Genomic rearrangements

Recombination can also occur due to errors in DNA replication that lead to genomic rearrangements. These events are often associated with pathology. However, genomic rearrangement is also thought to be a driving force in evolutionary development as it gives rise to novel gene combinations.[5] Recombination hotspots may arise from the interaction of the following selective forces: the benefit of driving genetic diversity through genomic rearrangement coupled with selection acting to maintain favorable gene combinations.[6]

Initiation sites

DNA contains "fragile sites" within the sequence that are more prone to recombination. These fragile sites are associated with the following trinucleotide repeats: CGG-CCG, GAG-CTG, GAA-TTC, and GCN-NGC.[5] These fragile sites are conserved in mammals and in yeast, suggesting that the instability is caused by something inherent to the molecular structure of DNA and is associated with DNA-repeat instability.[5] These fragile sites are thought to form hairpin structures on the lagging strand during replication from single-stranded DNA base-pairing with itself in the trinucleotide repeat region.[5] These hairpin structures cause DNA breaks that lead to a higher frequency of recombination at these sites.[5]

Recombination hotspots are also thought to arise due to higher-order chromosome structure that make some areas of the chromosome more accessible to recombination than others.[6] A double stranded-break initiation site was identified in mice and yeast, located at a common chromatin feature: the trimethylation of lysine 4 of histone H3 (H3K4me3).[3]

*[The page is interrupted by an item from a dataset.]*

PR #1398, opened 2021-12-10
Fixes #1397 make is change by create individual writable

### LINKED ISSUE #1397: Make IsCreatedByIndividual writable as it needs to be changed via code

msevestre:


src/OSPSuite.Core/Domain/ParameterInfo.cs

Recombination hotspots do not seem to be solely caused by DNA sequence arrangements or chromosome structure. Alternatively, initiation sites of recombination hotspots can be coded for in the genome. Through the comparison of recombination between different mouse strains, locus Dsbc1 was identified as a locus that contributes to the specification of initiation sites in the genome in at least two recombination hotspot locations.[3] Additional crossing over mapping located the Dsbc1 locus to the 12.2 to 16.7-Mb region of mouse chromosome 17, which contains the PRDM9 gene. The PRDM9 gene encodes a histone methyltransferase in the Dsbc1 region, providing evidence of a non-random, genetic basis for recombination initiation sites in mice.[3] Rapid evolution of the PRDM9 gene explains the observation that human and chimpanzees share few recombination hotspots, despite a high level of sequence identity.[7]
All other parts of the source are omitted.